**GOAL OF THE EXERCISE**. Copy out the records that follow, leaving every character as it is.

**PROVIDED INFORMATION**.
PR #211, opened 2016-05-09
Faster MathJax configuration

krOoze:
Experimented with Mathjax configuration and this renders faster. Kept the chunked version unmodified for now though(as it is in short, quick to render pages)
My baseline time for the original (for page reload) is 75 s.

Changes:
- Removed MathML input(`MML` config and `content-mathml.js`), since only TeX math is used by the spec

- Removed `orMML` output. MML is almost never chosen and the script doing this automaticaly seems to be deprecated

- Swiched to `CHTML` which sheds about 10 s. Tradeoff is support for some old browsers.
Alternative could be `SVG` with another ~3 s improvement. Fastest would be the `MathML` setting (20 s off baseline), but they claim browser support is unreliable. `Preview` version is similarly fast.

- Disabled fast preview (renders preview, then the final version). It takes almost as much time as the final version and so not worth it. It also jerks the page by being replaced by the (slightly larger) final version and hides further MathJax % progress and uses CPU (so e.g. scrolling is slow/jerky), so not very usable. Sheds ~20 s

- Disabled AssistiveMML (supposedly adds better alternative code for readers). Sheds ~7 s. It can be re-enabled (as the other configurations) in a RMB context menu (the browser seems to remember these user settings).

Ended up with 35 s time.

### DIFF
--- a/doc/specs/vulkan/config/docbook-xsl/xhtml.xsl
+++ b/doc/specs/vulkan/config/docbook-xsl/xhtml.xsl
@@ -17,14 +17,16 @@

**WRITTEN RESPONSE**.
PR #211, opened 2016-05-09
Faster MathJax configuration

krOoze:
Experimented with Mathjax configuration and this renders faster. Kept the chunked version unmodified for now though(as it is in short, quick to render pages)
My baseline time for the original (for page reload) is 75 s.

Changes:
- Removed MathML input(`MML` config and `content-mathml.js`), since only TeX math is used by the spec

- Removed `orMML` output. MML is almost never chosen and the script doing this automaticaly seems to be deprecated

- Swiched to `CHTML` which sheds about 10 s. Tradeoff is support for some old browsers.
Alternative could be `SVG` with another ~3 s improvement. Fastest would be the `MathML` setting (20 s off baseline), but they claim browser support is unreliable. `Preview` version is similarly fast.

- Disabled fast preview (renders preview, then the final version). It takes almost as much time as the final version and so not worth it. It also jerks the page by being replaced by the (slightly larger) final version and hides further MathJax % progress and uses CPU (so e.g. scrolling is slow/jerky), so not very usable. Sheds ~20 s

- Disabled AssistiveMML (supposedly adds better alternative code for readers). Sheds ~7 s. It can be re-enabled (as the other configurations) in a RMB context menu (the browser seems to remember these user settings).

Ended up with 35 s time.

### DIFF
--- a/doc/specs/vulkan/config/docbook-xsl/xhtml.xsl
+++ b/doc/specs/vulkan/config/docbook-xsl/xhtml.xsl
@@ -17,14 +17,16 @@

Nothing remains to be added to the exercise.